**Work item:** Among the lines below, a stretch begins at the one with "All the tests" and ends at the one with "I didn't mean". Repeat that stretch exactly, ends included.

**Task inputs:**
PR #395, opened 2017-04-21
Symbolize entities with schema only shallow

kaikuchn:
See https://github.com/hanami/model/issues/394 for discussion.

Entities with inferred/automatic schema and entities without a schema deeply symbolise / hashify input values as before.
Manual schema however only performs shallow symbolising. It is now left to the user to ensure embedded types are correct (e.g., `Types::Hash.symbolize` for symbolized hashes).

### DIFF
--- a/lib/hanami/model/sql/entity/schema.rb
+++ b/lib/hanami/model/sql/entity/schema.rb
@@ -38,6 +38,24 @@ module Hanami
             freeze
           end
 
+          # Process attributes
+          #
+          # @param attributes [#to_hash] the attributes hash
+          #
+          # @raise [TypeError] if the process fails
+          #
+          # @since 1.0.1
+          # @api private
+          def call(attributes)
+            Utils::Hash.new(
+              schema.call(attributes)
+            ).deep_symbolize!
+          end
+
+          # @since 1.0.1
+          # @api private
+          alias [] call
+
           # Check if the attribute is known
           #
           # @param name [Symbol] the attribute name
--- a/lib/hanami/entity/schema.rb
+++ b/lib/hanami/entity/schema.rb
@@ -73,7 +73,7 @@ module Hanami
           if attributes.nil?
             {}
           else
-            attributes.dup
+            Utils::Hash.new(attributes.dup).deep_symbolize!
           end
         end
 
@@ -223,7 +223,7 @@ module Hanami
       def call(attributes)
         Utils::Hash.new(
           schema.call(attributes)
-        ).deep_symbolize!
+        ).symbolize!
       end
 
       # @since 0.7.0
--- a/test/entity/manual_schema_test.rb
+++ b/test/entity/manual_schema_test.rb
@@ -103,6 +103,31 @@ describe Hanami::Entity do
 
         exception.message.must_equal '"foo" (String) has invalid type for :code'
       end
+
+      it 'symbolizes nested hash keys according to schema' do
+        entity = PageVisit.new(
+          id: 42,
+          start: DateTime.now,
+          end: (Time.now + 53).to_datetime,
+          visitor: {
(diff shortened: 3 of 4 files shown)


lib/hanami/model/sql/entity/schema.rb
```diff
@@ -38,6 +38,24 @@ def initialize(registry, relation, mapping)
...
+          # @param attributes [#to_hash] the attributes hash
+          #
+          # @raise [TypeError] if the process fails
+          #
+          # @since 1.0.1
+          # @api private
+          def call(attributes)
+            Utils::Hash.new(
+              schema.call(attributes)
+            ).deep_symbolize!
```
mereghost: Quick question: why is this needed? Which cases does it cover?

kaikuchn:
This is for automatic schema. When the Schema is inferred from the
relation, a sql entity schema is built. In that case we want to deeply
symbolise, right?
Marcello Rocha <notifications@github.com> schrieb am Fr. 21. Apr. 2017 um
17:59:

lib/hanami/model/sql/entity/schema.rb
kaikuchn: Before this change `Sql::Entity::Schema#call` was inherited from `Entity::Schema` which had this exact implementation. Since I changed the latter but did not want to change the behaviour of the former, I added this to override the inherited `Entity::Schema#call` method. I.e., for inferred schema the behaviour should be as it was before.

I did not ponder how inferred schemas treat associations at all. 🤔  Maybe we should first discuss the desired behaviour for all the cases?

jodosha:
@kaikuchn Thanks for this PR. Before to proceed, let me to provide a short background.

---

`Utils::Hash#deep_symbolize!` is used to make sure that deep nested hashes' keys are converted from strings to symbols.

Now the problem is that `Utils::Hash` is too aggressive in its operations: it tries to convert all the objects that respond to `#to_hash` into `Hash`/`Utils::Hash` objects.

This is the source of our problem: because `Entity` responds to `#to_hash`, it gets serialised.

---

Now, if we stop using `deep_symbolize!` in favor of `symbolize!` we won't be able to symbolize deep nested hashes anymore, which will probably introduce other problems down the path.

---

I wrote a [proposal](https://discourse.hanamirb.org/t/transform-utils-string-and-utils-hash-to-modules/336) on how to move in the right direction in the future. Please let me know what you think.

As part of that proposal, I implemented `Utils::Hash.deep_symbolize` with has a less aggressive coercion policy: it will deep symbolize hashes and leave other objects like `Hanami::Entity` as they are. Please review https://github.com/hanami/utils/pull/210

kaikuchn:
I like that proposal a lot! It addresses the root of the problem instead of working around it. IIRC this isn't the first time that the aggressive hashifying of `deep_symbolize` has caused trouble.

jodosha:
@kaikuchn 
> IIRC this isn't the first time that the aggressive hashifying of deep_symbolize has caused trouble.

you're right.

lib/hanami/model/sql/entity/schema.rb
mereghost: Sorry for the delay, RL got in the way. =/
 It's as @jodosha said, `deep_symbolize!` ends up being way too aggressive and it ends up calling `to_hash` on an entity when it's returned by the association.

It'd remove this method as it would probably ending creating more trouble while we do not "fix" `utils`.

marciol: Hi all, I'm suffering with this call to deep_symbolize! right now. Nothing that I do solve this issue and I'm forcing myself to `stringify!` on consumers of my entitties.

kaikuchn: Hi Marciol, what exactly is your issue? Maybe join us in the Chat, somebody will be able to help out :)

Issue #392, opened 2017-03-20
Migrate from Minitest to RSpec


jodosha:
A few rules to follow:

  * If you want to work on this, please leave a comment here. We want to avoid many people to work on the same task.

  * We expect this migration to happen within a week from now.

  * Do not change the tests, only migrate from Minitest to RSpec syntax. If not sure, please ask here.

  * Do not remove the old tests, only add the new ones.

  * Make CI build to use RSpec tests.

  * **Target `develop` branch, instead of `master`.**

  * All the tests artefacts like fixtures, goes under `spec/support`.

  * Try to reflect the structure under `lib/`. Eg. `lib/hanami/view.rb` should be tested under `spec/hanami/view_spec.rb`, while `test/rendering_test.rb` should go under `spec/integration/rendering_spec.rb`.

If you want to take inspiration, please have a look at: https://github.com/hanami/mailer/pull/67

tejasbubane:
I would like to work on this.

AlfonsoUceda:
@tejasbubane go ahead ;)

zenspider:
Can you please record some baseline numbers from minitest (probably from the CI) such that you can compare to the rspec version? # tests run, % passed, # assertions/expections, and time to run (and memory RSS if you can!)?

jodosha:
@zenspider Yes, of course.

morrme:
@tejasbubane  Are you still working on this task?  How's it going?

tejasbubane:
Working on it. Was on holidays for a few days. Will send a PR soon.

jodosha:
@tejasbubane ping.

jodosha:
Implemented by #396

PR #396, opened 2017-04-21
Migrate to rspec 

bbonislawski:
Work for #392 

I'm not sure about my way of including examples for database-specific migrations. RSpec doesn't allow you to load specs with `load` AFAIK. 

Please correct me if I'm wrong and there is better way to do that

### DIFF
--- a/.rspec
+++ b/.rspec
@@ -1,0 +1,2 @@
+--color
+--require spec_helper
--- a/.rubocop.yml
+++ b/.rubocop.yml
@@ -11,6 +11,7 @@ Lint/IneffectiveAccessModifier:
 Metrics/BlockLength:
   Exclude:
     - "test/**/*.rb" # Minitest syntax generates this false positive
+    - "spec/**/*.rb"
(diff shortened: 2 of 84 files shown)


jodosha:
@bbonislawski Hi and thanks for this PR. Which specs are still missing?

bbonislawski:
@jodosha I didn't mean there are missing specs. I'm not sure if https://github.com/hanami/model/pull/396/files#diff-9822821bd605b402d1e2e6e2a28989db 
this is good solution for the problem and I'd like to get some feedback about it

jodosha:
@bbonislawski I've finally merged this. Thank you again! 👍

solnic:
YES YES YES YES YES YES YES YES YES YES YES YES YES YES YES YES YES YES YES YES YES YES YES YES YES YES YES YES YES YES YES YES YES YES YES YES YES YES YES YES YES YES YES YES

bbonislawski:
It was pleasure!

**Task answer:**
  * All the tests artefacts like fixtures, goes under `spec/support`.

  * Try to reflect the structure under `lib/`. Eg. `lib/hanami/view.rb` should be tested under `spec/hanami/view_spec.rb`, while `test/rendering_test.rb` should go under `spec/integration/rendering_spec.rb`.

If you want to take inspiration, please have a look at: https://github.com/hanami/mailer/pull/67

tejasbubane:
I would like to work on this.

AlfonsoUceda:
@tejasbubane go ahead ;)

zenspider:
Can you please record some baseline numbers from minitest (probably from the CI) such that you can compare to the rspec version? # tests run, % passed, # assertions/expections, and time to run (and memory RSS if you can!)?

jodosha:
@zenspider Yes, of course.

morrme:
@tejasbubane  Are you still working on this task?  How's it going?

tejasbubane:
Working on it. Was on holidays for a few days. Will send a PR soon.

jodosha:
@tejasbubane ping.

jodosha:
Implemented by #396

PR #396, opened 2017-04-21
Migrate to rspec 

bbonislawski:
Work for #392 

I'm not sure about my way of including examples for database-specific migrations. RSpec doesn't allow you to load specs with `load` AFAIK. 

Please correct me if I'm wrong and there is better way to do that

### DIFF
--- a/.rspec
+++ b/.rspec
@@ -1,0 +1,2 @@
+--color
+--require spec_helper
--- a/.rubocop.yml
+++ b/.rubocop.yml
@@ -11,6 +11,7 @@ Lint/IneffectiveAccessModifier:
 Metrics/BlockLength:
   Exclude:
     - "test/**/*.rb" # Minitest syntax generates this false positive
+    - "spec/**/*.rb"
(diff shortened: 2 of 84 files shown)


jodosha:
@bbonislawski Hi and thanks for this PR. Which specs are still missing?

bbonislawski:
@jodosha I didn't mean there are missing specs. I'm not sure if https://github.com/hanami/model/pull/396/files#diff-9822821bd605b402d1e2e6e2a28989db 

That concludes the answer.